The provider cannot say "set aside $8K for taxes" because the total amount owing is very individual, not generic. And the reason the grant issuer did not withhold tax is that they didn't establish a payroll, and this isn't payroll income (and is not subject to CPP or EI withholdings). They don't want to have any kind of ongoing relationship with the recipient; they just want to disburse the funds. They don't want to do remittances (withhold taxes and remit them to CRA on behalf of recipients).

Editing to say my original post on this topic was generic; this post was created after reading about the specific grant income received.


----------



## Four Pillars (Apr 5, 2009)

To be honest I might have assumed it was tax-free as well. Although after re-reading your post

*20000 grant for working and living in a small town*

that sure sounds like potential taxable income to me. It's confusing because the word "grant" means "tax free" in my mind. 

I think if you want to do something constructive, you should write a letter to the office that sent you the documentation and explain your situation - suggest that they highlight the taxable nature of the grant. They might actually fix this and prevent it from happening to anyone else. Try to be nice in your letter otherwise it will get thrown in the garbage.

Regarding the withholding tax idea - not going to happen. How much should they withhold? Is your wife's net income $20k, $100k, $10k? They have no idea.

As for your original request - I would try to do some research to verify if the grant is taxable or not (although it sounds like it is). Otherwise you just pay the tax bill.


----------



## the-royal-mail (Dec 11, 2009)

Does the OP have an accountant who does their taxes for them? Has their 2009 tax return been done already? If yes to the 1st question and no to the 2nd, ask your accountant. If they know your situation and the tax rules they can answer the question.

I am a bit surprised that CRA was not helpful though. I've never dealt with them but for some reason was thinking they spend their day answering questions like this.


----------



## swoop_ds (Mar 2, 2010)

Her accountant (I just do my own taxes) said that there isn't a whole lot to do about this, which I think is the consense on here. 

I agree that withholding probably doesn't make much sense since she's not on payroll, I just wish that there had been more of an obvious warning in the paperwork. I wasn't too involved with her finances when she got this originally and so didn't read the letter until this mess got to tax time. I'm a little more 'vigilant' about this sort of thing and I may have caught it but she certainly didn't and now we'll likely do a line of credit to pay it off.

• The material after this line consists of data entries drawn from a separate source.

PR #48, opened 2022-10-19
classic: update `Device.connect` to allow parallels connection creation

uael:
According to the specification nothing prevent the Host from creating multiple connections at the same time. This commit add this mechanisme by matching the `connection` and `connection_failure` events against the peer address.

### DIFF
--- a/bumble/core.py
+++ b/bumble/core.py
@@ -100,6 +100,11 @@ class ConnectionError(BaseError):
     FAILURE            = 0x01
     CONNECTION_REFUSED = 0x02
 
+    def __init__(self, error_code, transport, peer_address, error_namespace='', error_name='', details=''):
+        self.transport = transport
+        self.peer_address = peer_address
+        super().__init__(error_code, error_namespace, error_name, details)
+
 
 # -----------------------------------------------------------------------------
 # UUID
--- a/bumble/core.py
+++ b/bumble/core.py
@@ -101,9 +101,9 @@ class ConnectionError(BaseError):
     CONNECTION_REFUSED = 0x02
 
     def __init__(self, error_code, transport, peer_address, error_namespace='', error_name='', details=''):
+        super().__init__(error_code, error_namespace, error_name, details)
         self.transport = transport
         self.peer_address = peer_address
-        super().__init__(error_code, error_namespace, error_name, details)
 
 
 # -----------------------------------------------------------------------------
--- a/bumble/device.py
+++ b/bumble/device.py
@@ -1718,7 +1718,7 @@ class Device(CompositeEventEmitter):
             asyncio.create_task(new_connection())
 
     @host_event_handler
-    def on_connection_failure(self, transport, connection_handle, peer_address, error_code):
+    def on_connection_failure(self, transport, peer_address, error_code):
         logger.debug(f'*** Connection failed: {HCI_Constant.error_name(error_code)}')
 
         # For directed advertising, this means a timeout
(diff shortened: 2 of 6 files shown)


uael:
I'm not sure how to add a proper testing for that logic, can you point me out somewhere I could start looking ?

bumble/device.py
```diff
@@ -1704,11 +1718,11 @@ async def new_connection():
             asyncio.create_task(new_connection())
 
     @host_event_handler
-    def on_connection_failure(self, connection_handle, error_code):
+    def on_connection_failure(self, transport, connection_handle, peer_address, error_code):
```
barbibulle, line 1721: nit: switch the order of the `transport` and `connection_handle` arguments so that they are in the same order as for the `on_connection` method.

bumble/device.py
```diff
@@ -1717,6 +1731,9 @@ def on_connection_failure(self, connection_handle, error_code):
             'hci',
             HCI_Constant.error_name(error_code)
         )
+        error.transport = transport
+        error.connection_handle = connection_handle # FIXME: Connection handle sounds to be a dummy value here
```
barbibulle, line 1735: you're right, the `connection_handle` here isn't useful. There's a `connection_handle` in the underlying HCI event, but in the case of a connection failure, it means nothing. So I suggest actually removing this parameter from the `on_connection_failure` method altogether.

bumble/device.py
```diff
@@ -1717,6 +1731,9 @@ def on_connection_failure(self, connection_handle, error_code):
             'hci',
             HCI_Constant.error_name(error_code)
         )
+        error.transport = transport
```
barbibulle, line 1734: I suggest making `transport` a constructor parameter for `ConnectionError`

bumble/device.py
```diff
@@ -1717,6 +1731,9 @@ def on_connection_failure(self, connection_handle, error_code):
...
+        error.connection_handle = connection_handle # FIXME: Connection handle sounds to be a dummy value here
+        error.peer_address = peer_address
```
barbibulle, line 1736: I suggest making `peer_address` a constructor parameter for `ConnectionError` (with a default to None)

barbibulle (approved):

bumble/device.py
uael: I was doing the change but ConnectionError is also used here https://github.com/google/bumble/blob/main/bumble/rfcomm.py#L637
Do I still proceed ?

uael: I did the change, lmk what you think :+1:

bumble/device.py
```diff
@@ -1704,16 +1718,18 @@ async def new_connection():
             asyncio.create_task(new_connection())
 
     @host_event_handler
-    def on_connection_failure(self, connection_handle, error_code):
+    def on_connection_failure(self, transport, connection_handle, peer_address, error_code):
```
barbibulle, line 1721: With the modified `emit` from line 386 of `host.py`, the `connection_handle` argument is not longer present (which makes sense), so this won't work, you should remove `connection_handle` from here too.

bumble/core.py
```diff
@@ -100,6 +100,11 @@ class ConnectionError(BaseError):
     FAILURE            = 0x01
     CONNECTION_REFUSED = 0x02
 
+    def __init__(self, error_code, transport, peer_address, error_namespace='', error_name='', details=''):
+        self.transport = transport
+        self.peer_address = peer_address
+        super().__init__(error_code, error_namespace, error_name, details)
```
barbibulle, line 106: Maybe move this to the first line of the constructor

barbibulle (approved):

uael:
@barbibulle 
Ok I think we are done now, let me know if there is anything to add/modify.
I let you merge when we feel it's ready :+1:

She is going to write a letter as well, but it probably won't be a nice letter and it probably will end up in the garbage!

-Dave


----------



## ghostryder (Apr 5, 2009)

swoop_ds said:


> It's one thing getting 1000-4000 for a scholarship and then getting taxed at the end, but 20000?? That's a lot of taxable income. I highly doubt that my fiance was the only one who didn't realize that it was taxable. . .



Of all the people I know who received grants like this they all knew from the day they applied, since the info was in the application package.




swoop_ds said:


> In any event, this thread isn't about our lack of reading the buried information about this grant being taxable, it's about if there is anything we can do other than bend over to the government?



Do what? You received taxable income. You need to pay the tax you owe. End of story. Did you really think that the provincial government would give you $20,000 tax free? That's got to be somewhere between wishful thinking and willful blindness.


As for paying it back, as someone else pointed out the CRA rate is 5%, which isn't bad, unless you can get a LOC at a lower rate.


----------



## the-royal-mail (Dec 11, 2009)

I still think this is a really grey area. If the gov't comes up with a program to hand out money for something or other, it seems to me that the money should be tax free. I am reminded of that $200 that Mike Harris sent everyone about 10 years ago. That wasn't taxable.

What would be the point of the gov't sending out $x if it's taxable?

Talk to a real accountant about this. Do we have any of those here?


----------



## MoneyGal (Apr 24, 2009)

Not a real accountant. 

However, the issue is that sometimes money is disbursed to people by agencies and the recipients are not employees. So what does the agency call that money? I concur that "grant" is perhaps not the best choice...because it does have, in my opinion, a strong association with non-taxable income. But seriously, what term is better? It isn't a loan. Would "stipend" work? What about "taxable grant"? 

The issue, as I've said before, is that the issuing agency doesn't want to be responsible for calculating remittances on behalf of grant recipients. In addition, this income presumably does not qualify for EI and CPP contributions, as none were withheld by the issuing agency. 

I think the moral of the story is that when you receive income, you should figure out before tax time whether it's taxable or not. There isn't any way to retroactively make an RRSP contribution and have it apply to a previous year, so I suspect the OP('s wife) is SOL and she just needs to pay the tax bill. There's no quirk or exception an accountant will be able to find.


----------



## OhGreatGuru (May 24, 2009)

What box No. in the T4 was this included in?


----------



## ghostryder (Apr 5, 2009)

OhGreatGuru said:


> What box No. in the T4 was this included in?


It would have been a T4A with "other income".


These grants are paid by the Gov't of SK to people who agree to commit to work in remote or underserved rural areas for a specified length of time. This payment is separate from, and on top of the salary they receive from the Health Region they are working for.


----------



## OhGreatGuru (May 24, 2009)

I was hoping for an answer from the OP as to what the girlfriend actually received, not an informed opinion as to what it "would have been."


----------



## peterk (May 16, 2010)

You certainly would think that government grants would be tax free. I got a nice surprise a few months ago when I found out that the grant portion of my OSAP loan was taxable! Of course I'm a poor student so I never have to pay taxes anyways...


----------